Within settings it then drills down for nodes named 'Status' to get the JSON payload that contains the column IDs and names.

def list_memex_cards(column_id, project_id):
    cards_file = column_id + ".csv"
    b64id = base64.b64encode(project_id.encode("ascii")).decode("utf-8")
    query = ('query{ node(id: \\"' + b64id + '\\") '
        '{ ... on ProjectNext { items(first: 100) '
        '{ nodes{ title fieldValues(first: 8) { nodes{ value } } '
        'content{ ...on Issue { number labels(first: 50) '
        '{ nodes{ name } } } } } } } } }')

With the ID in hand a query can then be used to grab the issues associated with a column.

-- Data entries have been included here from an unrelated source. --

PR #2726, opened 2025-03-23
Migrating `modules/xmpp/strophe.util`

yashop7:
Fixes #2693

### DIFF
--- a/modules/xmpp/strophe.util.ts
+++ b/modules/xmpp/strophe.util.ts
@@ -47,6 +47,11 @@ const lastErrorStatusRegExpr: RegExp
 export default function(): void {
 
     Strophe.log = function(level: number, msg: any): void {
+        // Our global handler reports uncaught errors to the stats which may
+        // interpret those as partial call failure.
+        // Strophe log entry about secondary request timeout does not mean that
+        // it's a final failure(the request will be restarted), so we lower it's
+        // level here to a warning.
         logger.trace('Strophe', level, msg);
         if (typeof msg === 'string'
                 && msg.indexOf('Request ') !== -1
@@ -55,8 +60,11 @@ export default function(): void {
             level = Strophe.LogLevel.WARN;
         }
 
+        /* eslint-disable no-case-declarations */
         switch (level) {
         case Strophe.LogLevel.DEBUG:
+            // The log message which reports successful status is logged on
+            // Strophe's DEBUG level.
             if (lastErrorStatus !== -1
                     && resetLastErrorStatusRegExpr.test(msg)) {
                 logger.debug('Reset lastErrorStatus');
@@ -77,8 +85,16 @@ export default function(): void {
             logger.error(`Strophe: ${msg}`, msg);
             break;
         }
+
+        /* eslint-enable no-case-declarations */
     };
 
+    /**
+     * Returns error status (HTTP error code) of the last BOSH request.
+     *
+     * @return {number} HTTP error code, '0' for unknown or "god knows what"
+     * (this is a hack).
+     */
     Strophe.getLastErrorStatus = function(): number {
         return lastErrorStatus;
     };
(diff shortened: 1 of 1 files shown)


modules/xmpp/strophe.util.ts
```diff
@@ -4,6 +4,26 @@
 import { getLogger } from '@jitsi/logger';
 import { Strophe } from 'strophe.js';
 
+export interface IStrophe {
```
saghul, line 7: Do we need this? This package now depends on `@types/strophe` which should define these, doesn't it?

saghul: Not sure what you mean. My question is why do you need to define your own type if the `Strophe` type is already defined?

yashop7: imported type from `strophe`

saghul: Did you push? I see no change.

yashop7: Yeah, I pushed the changes before, 
I don't know why they do not appear here, 
imported the Strophe type in place of the Interface

Screenshot 2025-03-30 at 6 11 09 PM

modules/xmpp/strophe.util.ts
```diff
@@ -22,55 +23,48 @@ const logger = getLogger('modules/xmpp/strophe.util');
...
-        // it's a final failure(the request will be restarted), so we lower it's
-        // level here to a warning.
+    (Strophe as IStrophe).log = function(level: number, msg: any): void {
         logger.trace('Strophe', level, msg);
         if (typeof msg === 'string'
                 && msg.indexOf('Request ') !== -1
                 && msg.indexOf('timed out (secondary), restarting') !== -1) {
             // eslint-disable-next-line no-param-reassign
-            level = Strophe.LogLevel.WARN;
+            level = (Strophe as IStrophe).LogLevel.WARN;
```
saghul, line 56: The previous accessor should work just fine (here and elsewhere). What problem do you see?

modules/xmpp/strophe.util.ts
```diff
@@ -3,6 +3,7 @@
  */
 import { getLogger } from '@jitsi/logger';
 import { Strophe } from 'strophe.js';
+import type { Strophe as IStrophe } from 'strophe.js';
```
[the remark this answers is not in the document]
yashop7: No, it is not necessary, I will remove it, it was a mistake from the previous commits. Earlier, I made a custom interface IStrophe, which I removed, But rather than removing the IStrophe from other places, I directly imported it from Strophe

modules/xmpp/strophe.util.ts
```diff
@@ -59,11 +55,8 @@ export default function() {
             level = Strophe.LogLevel.WARN;
         }
 
-        /* eslint-disable no-case-declarations */
         switch (level) {
         case Strophe.LogLevel.DEBUG:
-            // The log message which reports successful status is logged on
```
saghul, line 65: Leave the comment in please.

modules/xmpp/strophe.util.ts
```diff
@@ -84,21 +77,13 @@ export default function() {
             logger.error(`Strophe: ${msg}`, msg);
             break;
         }
-
-        /* eslint-enable no-case-declarations */
     };
 
-    /**
```
saghul, line 91: Leave the coment.

modules/xmpp/strophe.util.ts
```diff
@@ -22,35 +22,31 @@ const logger = getLogger('modules/xmpp/strophe.util');
...
     = /request errored, status: (\d+), number of errors: \d+/;
 
 /**
  *
  */
-export default function() {
+export default function(): void {
 
-    Strophe.log = function(level, msg) {
-        // Our global handler reports uncaught errors to the stats which may
```
saghul, line 49: Why are you removing comments?!

saghul (changes requested):
Do NOT remove code comments please.

saghul (approved):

Unfortunately the GraphQL API doesn't yet provide for filtering within queries, so it has to be done in the script:

    json_cards = json.loads(response.text)
    f = open(cards_file, 'w')
    f.write("Issue Key,Summary,Description,Acceptance Criteria,Story Points\n")
    for card in json_cards["data"]["node"]["items"]["nodes"]:
        for status in card["fieldValues"]["nodes"]:
            if status["value"] == column_id:
                f.write(f'{card["content"]["number"]},{card["title"]},,,')
                for label in card["content"]["labels"]["nodes"]:
                        if (label["name"][-2:]=="SP"):
                            f.write (f'{label["name"].partition(" ")[0]}')
                            # break loop in case there are multiple SP labels
                            break
                f.write ('\n')
    f.close

The function uses a set of nested loops and conditionals to first extract just the issues in the desired column, and then any story points from labels on those issues. The extracted data is written out to a .csv file that can then be imported into Planning Poker.